Teknolojinin Efendisi: Z Kuşağı
Bir Z kuşağı çocuğunun büyümesini teknolojinin gelişimine paralel olarak izleyebilmek mümkündür. Örneğin 1996 doğumlu –bir erken Z kuşağı- üyesinin parmakları henüz bebekken bir masa üstü bilgisayarın klavyesinde dolaşan ilk çocuklardandır. İlkokul olmasa da lise ödevleri için internetten yararlanmış, Harry Potter ve Yüzüklerin Efendisi’yle fantastik dünyalarla tanışmış, ilk cep telefonuna 12-15 yaşlarında sahip olmuş böylece teknolojiyle yakınlıklarının temellerini atmıştır.
Bu kuşak çocuklarının anne babaları beyaz yakalı işlerde çalışmakta, çoğu yoğun iş temposundan çocuklarına çok az zaman ayırmaktadır. BU nedenle çocuklar 4-5 yaşından başlayarak hafta sonlarını resim, müzik, spor kurslarında; ilkokuldan başlayarak da dershanelerde geçirmişlerdir. Büyük bir bölümünün bir kardeşi vardır.
Bu kuşağın üyeleri aynı zamanda sosyal medya ile de ilk tanışanlardır. Kendilerinden önceki kuşaklarla karşılaştırıldığında tarihinin en iyi ekonomik koşullarına doğan, isteklerine kolayca ulaşan, en az zorluk gören, ebeveyninden sertlik görmediği için de otorite ile deneyimi çok az olan bu kuşağın çocukları bencillik ile bencilik arasındaki keskin çizgiyi kolayca yorumlamaktadırlar. İşbirliği yapar ancak kendi sınırlarını da savunmayı bilirler.
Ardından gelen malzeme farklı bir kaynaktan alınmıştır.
PR #638, opened 2019-03-15
plan: compute all inner joins in memory if they fit

### LINKED ISSUE #577: Use in-memory join when one of the tables is small enough
This is just a future idea that I thought of leaving here for the future, as I was researching how to improve perf of the joins.

If we have two sides on a join we could try to use an in-memory cache for the smaller side instead of iterating it over and over. Depending on how expensive the underlying implementation is of iterating all over the rows, this might be a big performance boost.

What we need for this:
- Be able to estimate the size of each side (which will be more accurate the less filters and so on you have) if it's possible (inner join of an inner join might be tricky, for example).
- Optimisation rule that checks the size of each inner join side and if it can, replace it with an inner join that keeps the smaller side in memory instead of iterating it again and again.

Caveats:
- Estimating the size will be real hard and it's not portable, each impl must provide their own.
- Hard to decide a limit set in stone that's sensible for the in-memory join.

Sadly, this does not solve #454, because it can't and shouldn't be applied in every case. I've been digging on how to make a join not iterate one side N times, but it's the only way to do it without having a whole side in memory, which is not viable for large datasets.

erizocosmico:
Fixes #577

Because we do not have a way to estimate the cost of each side of
a join, it is really difficult to know when we can compute one in
memory. But not doing so, causes inner joins to be painfully slow,
as one of the branches is iterated multiple times.

This PR addresses this by ensuring that if the right branch of the
inner join fits in memory, it will be computed in memory even if
the in-memory mode has not been activated by the user.

An user can set the maximum threshold of memory the gitbase server
can use before considering the joins should not be performed in
memory using the `MAX_MEMORY_INNER_JOIN` environment variable or
the `max_memory_joins` session variable specifying the number of
bytes. The default value for this is the half of the available
physical memory on the operating system.

Because previously we had two iterators: `innerJoinIter` and
`innerJoinMemoryIter`, and now `innerJoinIter` must be able to do
the join in memory, `innerJoinMemoryIter` has been removed and
`innerJoinIter` replaced with a version that can work with three
modes:
- `unknownMode` we don't know yet how to perform the join, so keep
iterating until we can find out. By the end of the first full pass
over the right branch `unknownMode` will either switch to
`multipassMode` or `memoryMode`.
- `memoryMode` which computes the rest of the join in memory. The
iterator can have this mode before starting iterating if the user
activated the in memory join via session or environment vars, in
which case it will load all the right side on memory before doing
any further iteration. Instead, if the iterator started in
`unknownMode` and switched to this mode, it's guaranteed to already
have loaded all the right side. From that point on, they work in
exactly the same way.
- `multipassMode`, which was the previous default mode. Iterate the
right side of the join for each row in the left side. More expensive,
but less memory consuming. The iterator can not start in this mode,
and can only be switched to it from `unknownMode` in case the
memory used by the gitbase server exceeds the maximum amount of memory
either set by the user or by default.

### DIFF
--- a/sql/plan/innerjoin.go
+++ b/sql/plan/innerjoin.go
@@ -4,15 +4,52 @@ import (
 	"io"
 	"os"
 	"reflect"
+	"runtime"
+	"strconv"
+	"strings"
 
 	opentracing "github.com/opentracing/opentracing-go"
+	"github.com/pbnjay/memory"
+	"github.com/sirupsen/logrus"
 	"gopkg.in/src-d/go-mysql-server.v0/sql"
 )
 
-const experimentalInMemoryJoinKey = "EXPERIMENTAL_IN_MEMORY_JOIN"
-const inMemoryJoinSessionVar = "inmemory_joins"
+const (
+	experimentalInMemoryJoinKey = "EXPERIMENTAL_IN_MEMORY_JOIN"
+	maxMemoryJoinKey            = "MAX_MEMORY_INNER_JOIN"
+	inMemoryJoinSessionVar      = "inmemory_joins"
+	memoryThresholdSessionVar   = "max_memory_joins"
+)
 
-var useInMemoryJoins = os.Getenv(experimentalInMemoryJoinKey) != ""
+var (
+	useInMemoryJoins = shouldUseMemoryJoinsByEnv()
+	// One fifth of the total physical memory available on the OS (ignoring the
+	// memory used by other processes).
+	defaultMemoryThreshold = memory.TotalMemory() / 5
+	// Maximum amount of memory the gitbase server can have in use before
+	// considering all inner joins should be done using multipass mode.
+	maxMemoryJoin = loadMemoryThreshold()
+)
+
+func shouldUseMemoryJoinsByEnv() bool {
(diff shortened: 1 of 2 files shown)


sql/plan/innerjoin.go
```diff
@@ -4,15 +4,46 @@ import (
...
+	maxMemoryJoinKey            = "MAX_MEMORY_INNER_JOIN"
+	inMemoryJoinSessionVar      = "inmemory_joins"
+	memoryThresholdSessionVar   = "max_memory_joins"
+)
+
+var (
+	useInMemoryJoins = os.Getenv(experimentalInMemoryJoinKey) != ""
+	// Half of the total physical memory available on the OS (ignoring the
+	// memory used by other processes).
+	defaultMemoryThreshold = memory.TotalMemory() / 2
```
ajnavarro: This is maybe too much? should reduce this to use just like 15-20% of the memory available? Take into account that the object's cache is only using 512mb as default param.

erizocosmico: Ok, I can change it to total memory / 5 or memory / 6

erizocosmico:
Fixed

erizocosmico:
Shall we merge this? @ajnavarro

PR #411, opened 2023-02-24
Pass more meaningful error messages.

joewagner:
There's a few places in the SDK where an incorrect call to a function, or constructor, results in a `cannot read properties of undefined` or `xyz is not a function` error.  This PR will pass a more human friendly message so devs can debug more easily.

### DIFF
--- a/src/helpers/chains.ts
+++ b/src/helpers/chains.ts
@@ -112,13 +112,16 @@ export function overrideDefaults(
   chainNameOrId: ChainName | number,
   values: Record<keyof ChainInfo, number | string>
 ): void {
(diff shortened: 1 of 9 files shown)


carsonfarmer (approved):
Nice quick one. Cheers!

joewagner:
> Nice quick one. Cheers!

@carson Thanks!!
I found a few more places that could end up throwing cryptic errors, and I added some tests to get our coverage back up.
When you get a chance I think I will need you to re-review.

carsonfarmer (approved):
Love the added tests!

PR #432, opened 2023-03-22
Use the upcoming Registry contract changes with Runnables to enable better statement batching

### LINKED ISSUE #138: [JST-14] Auto-batch write queries
**Is your feature request related to a problem? Please describe.**
I would like to use `write` and simply insert _all_ of the values that I have (e.g., [this](https://github.com/duneanalytics/spellbook/blob/main/models/addresses/cex_addresses.sql) or something larger), but Tableland imposes a 35kb query limit. This means that I have to write my own methods for reducing some set of query values into 35kb groups, and then calling `write` multiple times with each of these groups.

**Describe the solution you'd like**
1. Create a new method that takes the table's name and the value tuples. Under the hood, this will enable the query chunking and also perform the set of writes:
`writeBatch('table_1_1', [(1, 'value_01') , (2, 'value_02')])`
2. Alternatively, maybe `write` could perform this instead. Assumes multiple statements are delimited by a `;` -- chunk these statements into 35kb queries and perform writes one after another. Or, assume there is just one statement like `INSERT INTO table VALUES (1, 'value_01') , (2, 'value_02')` -- break the VALUES tuples up into ~35kb groups, then perform the writes:
`write(statement, { mode: 'batchInserts' })` or `write(statement, { mode: 'batchValues' })`

**Describe alternatives you've considered**
Implementing the batching logic on my own.

**Additional context**
This would make it easier to write queries and think less about limits at the client level; lower onboarding friction.

<sub>[JST-14](https://linear.app/tableland/issue/JST-14/auto-batch-write-queries)</sub>

joewagner:
## Overview
This is a somewhat large PR, and it also has some far reaching implications.  Definitely carve some time out to look through it thoroughly.
The core of the changes are an update to the SDK to take advantage of the [new Registry Contract methods](https://github.com/tablelandnetwork/evm-tableland/pull/257) that enable sending a list of sql statements that will get executed in an all-or-nothing manner inside a single transaction.  There are also some additions to the code comments and small refactors.

**While reviewing keep in mind that our goal here is to only do a minor version bump.**
I have attempted to meet that criteria, but with such a large change there's a chance I missed something.

## Details
The best place to start looking at these changes is in the `database.ts` `batch()` function and the associated tests.
One of the key concepts needed to understand the intended usage of `batch` is that all of the Statements (capital S) that are being batched must be considered to have the same "type" when normalized by the sql-parser and they may only affect a single table.  This limitation serves a few different purposes.  The first is that the complexity of parsing user input is significantly reduced, which will make it much easier to reduce corner case bugs. The second is that the users of the SDK are given a more direct and simple mapping of the SDK API to the underlying mechanics that they are triggering.  Some examples are appropriate to explain further.

correct usage examples:
```
await db.batch([
    db.prepare(`create table my_table_1 (val int);`),
    db.prepare(`create table my_table_2 (name text);`),
    db.prepare(`create table my_table_3 (id text);`)
]);

await db.batch([
    db.prepare(`insert into my_table_1_11155111_123 (val) values (1);`),
    db.prepare(`insert into my_table_2_11155111_124 (name) values ('foo');`)
]);

await db.batch([
    db.prepare(`grant insert on my_table_1_11155111_123 to '0xadf000123';`),
    db.prepare(`grant insert on my_table_2_11155111_124 to '0xadf000123';`)
]);

await db.batch([
    db.prepare(`select * from my_table_1_11155111_123;`),
    db.prepare(`select * from my_table_2_11155111_124;`)
]);

```
incorrect usage examples:
```
await db.batch([
    db.prepare(`create my_table_4 (a int);`),
    // note: I don't know the tableId so I'm guessing the name
    db.prepare(`insert into my_table_4_11155111_126 (a) values (1);`)
]);

const res = await db.batch([
    db.prepare(
        `insert into my_table_1_11155111_123 (val) values (1);insert into my_table_2_11155111_124 (name) values ('foo');`
    ),
    db.prepare(`insert into my_table_3_11155111_125 (id) values ('100');`)
]);

const res = await db.batch([
    db.prepare(`insert into my_table_1_11155111_123 (val) values (1);`),
    // Am I getting results before the tx or after?
    db.prepare(`select * from my_table_1_11155111_123;`)
]);
```

The internal logic has the opportunity to break these statements apart and recombine them based on the tableId and based on statement type. After exploring how this would work in practice it became overly complex. Also, it seemed like the only real advantage was enabling SDK users to combine statements in ways that might have confusing responses and generally be better done by initially combining based on tableId in the Statement.

Of note is that the batching of reads has been unchanged in this PR, if that is something we want to optimize, I'll suggest that we do that work in a separate PR.

fixes #138

### DIFF
--- a/src/database.ts
+++ b/src/database.ts
@@ -1,6 +1,6 @@
 import { type NormalizedStatement } from "@tableland/sqlparser";
 import { type Result, type Runnable } from "./registry/index.js";
-// import { wrapResult, wrapBatch } from "./registry/utils.js";
+import { wrapResult } from "./registry/utils.js";
 import {
   type Config,
   type AutoWaitConfig,
@@ -75,9 +75,9 @@ export class Database<D = unknown> {
   /**
    * Execute a set of Statements in batch mode.
    * Batching sends multiple SQL statements inside a single call to the
-   * network. This can have a huge performance impact, as it reduces the
-   * total number of transactions sent to the Tableland smart contract,
-   * thereby reducing gas costs.
+   * network. This can have a huge performance impact, as it only sends
+   * one transaction to the Tableland smart contract, thereby reducing
+   * gas costs.
    * Batched statements are similar to SQL transactions. If a statement
    * in the sequence fails, then an error is returned for that specific
    * statement, and it aborts or rolls back the entire sequence.
@@ -87,6 +87,7 @@ export class Database<D = unknown> {
    */
   async batch<T = D>(statements: Statement[], opts: Signal = {}): Promise<any> {
     try {
+      const start = performance.now();
       // each statement in `statements` could potentially be a ; separated set of statements
       // we need to split them up and then recombine them first as "read" and "mutate", then
       // for the mutates, combine based on the table they are mutating.  This sets us up to
@@ -100,49 +101,45 @@ export class Database<D = unknown> {
         .reduce((a, b): any => (a === b ? a : null));
       if (type == null) {
         throw new Error(
+          // TODO: should this say "e.g., create, write, read, acl"?
           "statement error: batch must contain uniform types (e.g., CREATE, INSERT, SELECT, etc)"
         );
       }
 
-      // because of the above check if the first type is the same as all the others
-      if (normalized[0].type === "read") {
+      if (type === "read") {
         return await Promise.all(
           statements.map(async (stmt) => await stmt.all<T>(undefined, opts))
         );
       }
 
-      if (normalized[0].type === "create") {
+      if (type === "create") {
         let receipt = await execCreateMany(
           this.config,
           statements.map((stmt) => stmt.toString())
         );
+
         if (this.config.autoWait ?? false) {
+          // wait until validator has materialized tables
           const waited = await receipt.wait();
           receipt = { ...receipt, ...waited };
         }
 
-        // TODO: do we need to map the tableIds back to the original statements?
-        return receipt;
+        // TODO: we need to map the tableIds back to the original statements
+        return wrapResult(receipt, performance.now() - start);
       }
 
-      if (normalized[0].type === "acl") {
+      if (type === "acl") {
         // TODO: handle batched acl statements...
         throw new Error("batch ACL statements not implemented");
       }
 
-      // if type is not read or create, then we use mutate.
-      // For mutating queries each table's statements are put into the same Runnable.
-      // To do this we will flatten all of the arrays of normalized statements, then group by table name.
+      if (type !== "write") {
+        // this should never be thrown, but check in case of something unexpected
+        throw new Error("invalid statement type");
+      }
 
-      // TOOD: recombining like this might be a bad idea, because of the single statement size limit
-      //    If we let the runnables be 1 to 1 with the caller's statements it gives the caller control
-      //    over how things are done.
-      //    BUT.... someone might try to do something like `insert into tbl1 (1); insert into tbl2 (2);`
-      //    as one of the statement strings, so we do need to do some spliting on a per statement string
-      //    basis.
-      // We can go through each of the normalized entries and see if there is more than one `table`
-      // if so split the statements array into a statement+tableId for each
-
+      // NOTE: there is a requirement that each statement is only affecting one table.
+      // If a caller wants to affect 2 tables, they can batch 2 statements.
       const runnables = (
         await Promise.all(
           normalized.map(async function (norm) {
@@ -151,15 +148,16 @@ export class Database<D = unknown> {
         )
       ).flat();
 
-console.log(runnables);
-
       let receipt = await execMutateMany(this.config, runnables);
       if (this.config.autoWait ?? false) {
         const waited = await receipt.wait();
         receipt = { ...receipt, ...waited };
       }
 
-      return receipt;
+      // TODO: Note that this method appears to be the wrong return type for D1-ORM compatability.
+      //    This includes the ability to wait for the transaction to finish, and things like the
+      //    table name, which are not what D1-ORM expects.
+      return wrapResult(receipt, performance.now() - start);
     } catch (cause: any) {
       if (cause.message.startsWith("ALL_ERROR") === true) {
         throw errorWithCause("BATCH_ERROR", cause.cause);
@@ -220,19 +218,13 @@ async function normalizedToRunnables(
 ): Promise<Runnable[]> {
   if (normalized.type !== "write") {
     throw new Error(
-      "converting to runnable is only possible for write statements"
+      "converting to runnable is only possible for mutate statements"
     );
   }
-  if (normalized.statements.length > 1) {
-    // if there's more than one statement we need a separate runnable for each
-    return (
-      await Promise.all(
-        normalized.statements.map(async function (statement) {
-          const norm = await normalize(statement);
-          return await normalizedToRunnables(norm);
-        })
-      )
-    ).flat();
+  if (normalized.tables.length > 1) {
+    throw new Error(
+      "each statement can only touch one table. try batching statements based on the table they mutate."
+    );
   }
 
   const { tableId } = await validateTableName(normalized.tables[0]);
@@ -240,7 +232,9 @@ async function normalizedToRunnables(
   return [
     {
       tableId,
-      statement: normalized.statements[0],
+      statement: normalized.statements.join(";"),
+      // TODO: the type called "write" is indicative of what we are calling "mutate" elsewhere
+      //       it would require a change to the sqlpraser, but maybe we should replace write with mutate?
       type: "write",
     },
   ];
--- a/src/database.ts
+++ b/src/database.ts
@@ -90,13 +90,11 @@ export class Database<D = unknown> {
   //    enables compatability with packages built to exend D1, then the return type
   //    here will potentially affect if/how those packages work.
   //    D1-ORM is a good example: https://github.com/Interactions-as-a-Service/d1-orm/
-  //    See this package's `thirdparty` tests for examples.
-  //    We also have to balance that with the ability of SDK user's to do things like
-  //    wait for the transaction to finish, and get the table name, prefix, etc...
   async batch<T = D>(
     statements: Statement[],
     opts: Signal = {}
-    // reads returns an Array, everything else a single result
+    // reads returns an Array with legnth equal to the number of batched statements,
+    // everything else a single result wrapped in an Array for backward compatability.
     // TODO: In order to work around the Validator API not returning all of the tableIds
     //       and continuing to work in a backward compatable way, it seems that we have to
     //       make this type `any` :(
--- a/src/database.ts
+++ b/src/database.ts
@@ -4,6 +4,7 @@ import { wrapResult } from "./registry/utils.js";
 import {
   type Config,
   type AutoWaitConfig,
+  checkWait,
   extractBaseUrl,
   type ChainName,
   getBaseUrl,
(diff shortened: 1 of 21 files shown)


src/database.ts
```diff
@@ -72,42 +76,93 @@ export class Database<D = unknown> {
...
         statements.map(async (stmt) => await normalize(stmt.toString()))
       );
+
       const type: string | null = normalized
         .map((stmt) => stmt.type)
         .reduce((a, b): any => (a === b ? a : null));
       if (type == null) {
         throw new Error(
-          "statement error: batch must contain uniform types (e.g., CREATE, INSERT, SELECT, etc)"
+          "statement error: batch must contain uniform types (i.e. one of: create, write, read, acl)"
```
joewagner, line 117: Not sure if this makes sense, but since the parser has a specific set of types I thought maybe it made sense to use that nomenclature.
I'm open to keeping the error message the same if anyone has a preference.

src/database.ts
```diff
@@ -72,42 +76,93 @@ export class Database<D = unknown> {
...
         );
       }
+
+      // "read" statement types are the simple case, we just do each of the queries
+      // and return an Array of the query results.
```
joewagner, line 122: If we want to do some kind of more efficient read batching I think we should do that in a separate PR, just so this PR doesn't get any bigger.

src/database.ts
```diff
@@ -72,42 +76,93 @@ export class Database<D = unknown> {
...
+        const receipt = await checkWait(
+          this.config,
+          await execCreateMany(
+            this.config,
+            statements.map((stmt) => stmt.toString())
+          )
+        );
+
+        // TODO: wrapping in an Array is required for back compat, consider changing this for next major
+        return [wrapResult(receipt, performance.now() - start)];
```
joewagner, line 140: Since this is a single transaction, we _could_ return an Object instead of an Array, but I'm not sure if that breaks D1 compatibility.

src/database.ts
```diff
@@ -162,3 +217,33 @@ export class Database<D = unknown> {
...
+ * used in a call to the registry contract.
+ * @param normalized A normalized statement, e.g. what is returned from the parser's normalize function
+ * @returns An Array of Runnables
+ */
+async function normalizedToRunnables(
+  normalized: NormalizedStatement
+): Promise<Runnable[]> {
+  if (normalized.type !== "write" && normalized.type !== "acl") {
+    throw new Error(
+      "converting to runnable is only possible for mutate statements"
```
joewagner, line 232: note: the term "mutate" basically affectively means, (update, insert, delete, and modify acl)

src/helpers/chains.ts
```diff
@@ -108,6 +108,15 @@ export function getBaseUrl(chainNameOrId: ChainName | number): string {
...
+/**
+ * Override the internal list of registry addresses and validator urls that will be used for Contract calls and read queries
+ * @param chainNameOrId Either the chain name or chainId.  For a list of chain names see the evm-tableland networks file
+ * @param values The values you would like to use to override the defaults.
+ *  Example: {contractAddress: "0x000deadbeef", baseUrl: "https://my.validator.mydomain.tld"}
+ * @returns void
+ */
+// TODO: It seems important to add this to the docs somewhere since it's the key
+//    to using the SDK for the non-default Validator
 export function overrideDefaults(
```
joewagner, line 120: cc: @dtbuchholz

src/helpers/config.ts
```diff
@@ -15,6 +16,17 @@ export interface AutoWaitConfig {
...
 
+export async function checkWait(
+  config: Config & Partial<AutoWaitConfig>,
+  receipt: WaitableTransactionReceipt
+): Promise<WaitableTransactionReceipt> {
+  if (config.autoWait ?? false) {
+    const waited = await receipt.wait();
+    return { ...receipt, ...waited };
+  }
+  return receipt;
```
joewagner, line 27: We had this exact block of code used in several places, so I setup a helper for it.

src/helpers/ethers.ts
```diff
@@ -39,35 +39,64 @@ export async function getOverrides({
   return opts;
 }
 
+/**
+ * RegistryReceipt is based on the TransactionReceipt type which defined by the API spec.
+ * The API v1 has a known problem where it only returns the first tableId from a transaction.
```
joewagner, line 44: see https://github.com/tablelandnetwork/go-tableland/issues/522

src/lowlevel.ts
```diff
@@ -58,6 +69,10 @@ ${padding}${carrots}`;
   },
 ];
 
+// TODO: this only works if the transaction will only be affecting a single table.
+//       I've currently got new versions of this below called execMutateMany and
+//       execCreateMany, but we might be able to combine all of these `exec` functions
+//       into one when we move to version 5.
```
joewagner, line 75: see https://github.com/tablelandnetwork/go-tableland/issues/522

src/registry/run.ts
```diff
@@ -32,21 +32,93 @@ export async function prepareRunSQL({
...
-  { statement, tableId, chainId }: RunSQLParams
+  { runnables, chainId }: MutateManyParams
 ): Promise<ContractTransaction> {
   const caller = await signer.getAddress();
   const { contract, overrides } = await getContractAndOverrides(
     signer,
     chainId
   );
-  return await contract.runSQL(caller, tableId, statement, overrides);
+  return await contract["mutate(address,(uint256,string)[])"](
```
joewagner, line 115: This function name isn't the nicest, but when we do the work to upgrade to ethers.js v6, it will go back to something like
```
await contract.mutate()
```

src/registry/utils.ts
```diff
@@ -15,8 +17,25 @@ import {
...
+ * @typedef {Object} WaitableTransactionReceipt
+ * @property {function} wait - Async function that will not return until the validator has processed tx.
+ * @property {string} name - The full table name.
+ * @property {string} prefix - The table name prefix.
+ * @property {number} chainId - The chainId of tx.
+ * @property {string} tableId - The tableId of tx.
+ * @property {string} transaction_hash - The transaction hash of tx.
+ * @property {number} block_number - The block number of tx.
+ * @property {Object} error - The first error encounntered when the Validator processed tx.
+ * @property {number} error_event_idx - The index of the event that cause the error when the Validator processed tx.
```
joewagner, line 38: Since this type is generated from the api spec, but because our api has [a bug](https://github.com/tablelandnetwork/go-tableland/issues/522), it's kind of hard to reason about what this actually looks like.
I added this here for to help with readability in the short term.  We might want to remove this comment in the future since the definition comes from a different repo and keeping this in sync with that could be prone to oversight.

src/registry/utils.ts
```diff
@@ -153,3 +180,91 @@ export async function wrapTransaction(
...
+  ): Promise<TransactionReceipt & Named & MultiEventTransaction> => {
+    const receipt = await pollTransactionReceipt(conn, params, opts);
+    if (receipt.error != null) {
+      throw new Error(receipt.error);
+    }
+    // TODO: including `name`, `prefix`, and `tableId` for back compat, will be removed next major
+    return {
+      ...receipt,
+      names,
+      name: names[0],
```
joewagner, line 250: see https://github.com/tablelandnetwork/go-tableland/issues/522

test/database.test.ts
```diff
@@ -8,8 +8,10 @@ import { Statement } from "../src/statement.js";
 
 describe("database", function () {
   this.timeout("10s");
+
+  const accounts = getAccounts();
   // Note that we're using the second account here
-  const [, wallet] = getAccounts();
+  const wallet = accounts[1];
```
joewagner, line 14: `getAccounts()` creates new instances of all of the wallets on each call.  Not a big deal, but this saves a little on memory.

test/database.test.ts
```diff
@@ -73,27 +75,107 @@ describe("database", function () {
       });
     });
 
+    test("when trying to batch create with single statement that creates 2 tables it fails", async function () {
+      const batch = db.batch([
+        db.prepare(
+          `CREATE TABLE my_table_1 (id INTEGER, name TEXT);CREATE TABLE my_table_2 (id INTEGER, name TEXT);`
```
joewagner, line 81: Not allowed to create more than one table with each statement

test/database.test.ts
```diff
@@ -73,27 +75,107 @@ describe("database", function () {
...
+      const { meta: tableMeta } = await db
+        .prepare(
+          "CREATE TABLE test_batch (id integer, name text, age integer, primary key (id));"
+        )
+        .run();
+      const tableName = tableMeta.txn?.name ?? "";
+
       const stmt = db.prepare(
-        `INSERT INTO wontwork_31337_3 (name, age) VALUES (?1, ?2)`
+        `INSERT INTO ${tableName} (name, age) VALUES (?1, ?2)`
```
joewagner, line 115: created a table and did some regular inserts to ensure things the thing under test is what we think it is.

test/database.test.ts
```diff
@@ -73,27 +75,107 @@ describe("database", function () {
...
+        .prepare(
+          "CREATE TABLE test_batch (id integer, name text, age integer, primary key (id));"
+        )
+        .run();
+      const tableName2 = tableMeta.txn?.name ?? "";
+
+      // since one sql string is touching two tables, it needs to split it into 2 runnables
+      const batch2 = db.batch([
+        db.prepare(
+          `INSERT INTO ${tableName} (name, age) VALUES ('foo', 2);INSERT INTO ${tableName2} (name, age) VALUES ('bar', 4);`
```
joewagner, line 147: The caller needs to split these into separate statements, e.g.
```
const batch2 = db.batch([
        db.prepare(`INSERT INTO ${tableName} (name, age) VALUES ('foo', 2);`),
        db.prepare(`INSERT INTO ${tableName2} (name, age) VALUES ('bar', 4);`)
]);
```

test/registry.test.ts
```diff
@@ -199,9 +221,46 @@ describe("registry", function () {
...
+        tableId: receipt.tableIds[0],
+        statement: `UPDATE test_runsql_${receipt.chainId}_${receipt.tableIds[0]} SET counter=2`,
+      });
+      const rec = await tx.wait();
+      strictEqual(typeof rec.transactionHash, "string");
+      strictEqual(rec.transactionHash.length, 66);
+    });
+  });
+
+  describe(" *deprecated* runSQL()", function () {
```
joewagner, line 261: Keeping the old tests to ensure back compat.

asutula:
Going to dig into the details tomorrow, but just making sure it is known... I believe there is code in the validator that prevents queries within a single transaction to touch multiple tables. I'm guessing that will need to change in order to support this.

joewagner:
> Thanks for the additional info @joewagner. I'm still a bit confused, but definitely am not as familiar with the situation as you are, so will defer to you in the end. I did run the equivalent of your
> 
> ```
> await db.batch([
>     db.prepare(`insert into my_table_1_11155111_123 (val) values (1);`),
>     db.prepare(`insert into my_table_2_11155111_124 (name) values ('foo');`)
> ]);
> ```
> 
> example yesterday, and it fails because the validator returns this error:
> 
> ```
> Error: BATCH_ERROR: parsing query: queries are referencing two distinct tables: users_31337_4 teams_31337_2
> ```
> 
> which I traced down to this validator code: https://github.com/tablelandnetwork/go-tableland/blob/a21d4950f50e299281380229e0eb097c91ed9cf1/pkg/parsing/impl/validator.go#L136
> 
> And of course that was using the current SDK and validator, so maybe that is different in this sdk branch.

This PR introduces the ability to do what you have listed above. However it relies heavily on the incoming changes to the Registry Contract, which are not deployed to any of the public networks yet.   I should have added a link to that PR since it's definitely key to this PR. https://github.com/tablelandnetwork/evm-tableland/pull/257
I'll add the link to the description.

If you the above command with the `latest` npm releases, it will fail because the SDK calls the Registry Contract in a way the tries to affect two tables in one event.  This PR, in combination with the Registry changes being deployed, will result in one event for each table being emitted in the transaction.  Which is something the Validator started supporting in https://github.com/tablelandnetwork/go-tableland/pull/213
Maybe we can do a voice chat?

src/database.ts
asutula: Think it's good to keep compatability.

asutula (approved):
Looks like a great update. It's a lot to take in not being more familiar with the SDK, so my approval is based on a quick review plus the conversation we had the other day where you explained all this to me.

Yetenek ve başarıya değer verir, mevki-unvan-yaş gibi geleneksel unvanları önemsemezler.
Öte yandan 2000 doğumlu – geç dönem Z kuşağının- daha iyi olanakları olan bir üst sürümü gibidir: 2000’li yıllarda dünyaya gelmiş, henüz bebekken ebeveyninin cep telefonunu eline almış, ilkokuldan itibaren de kendi cep telefonuna sahip olmuş bir kuşaktır onlar. Büyük olasılıkla bilgisayarsız nasıl yaşanabileceği konusunda hiçbir deneyimleri yoktur. Boş zamanlarının büyük bölümünü sosyal medyada ya da bilgisayar oyunlarının başında geçirir, ailesinin tek çocuğudur. Bu yüzden nasıl sosyalleşeceğini bilemez. Arkadaşlarıyla ebeveynler tarafından organize edilmiş doğum günlerinde, toplantılarda görüşür. İçe dönük ve özgüveni kendisinden önceki kuşaklara göre daha düşüktür.
BU kuşağın üyeleri işlerini kısa sürece ve titizlikle yerine getirip, bilgiye kolayca ulaşmaya ve dünya üzerinde olup biteni izlemeye alışıktır. Yaratıcılık ve tasarım konusuna da önem veren, tarihin en çok eğitim almış ve dünyanın tüm bilgisine anında ulaşabilen bu kuşağın üyeleri söz konusu gerçek hayat olunca duraksarlar. Bir çiçeği sulamak ve hayatta kalmasını sağlamak, omlet yapmak, anneanne ya da dedesiyle 5 dakikadan uzun bir sohbeti sürdürmek gibi gerçek hayat becerileri Z kuşağı için yapılması en zor işlerdendir.
Z kuşağı üyeleri dışarıya göstermese de içten içe kendinden çok emindir. Bu kuşak çocuklarının büyük bölümünün tek çocuk olmaları ve ailelerinin göz bebeği olarak büyütülmeleri onların sınıfta, arkadaşlarının arasında ya da bir ekip çalışmasında hep en iyi pozisyon için rekabet etmelerine neden olur. Bununla birlikte çok azimli olduklarını söyleyemeyiz. Zaman ve emek gerektiren işler, aylar boyunca sabır göstererek sonuca ulaşmak onların tercihi değildir.
Bu yüzden örneğin kitap kurdu olamazlar. Çocukluklarının teknolojik aletlerle iç içe geçmiş olması dikkat eksikliği bozukluğu tanısı almalarını kolaylaştırırken, dikkat ve konsantrasyon süreleri (%52 ve 7 dakikayla) en düşük kuşaklardan biri haline gelmişlerdir. Öte yandan bu bilgisayar kuşağı insanlık tarihinin el, göz, kulak ve motor becerilerin koordinasyonu açısından insanlık tarihinin en başarılı nesli olduğunun altını çizmeliyiz.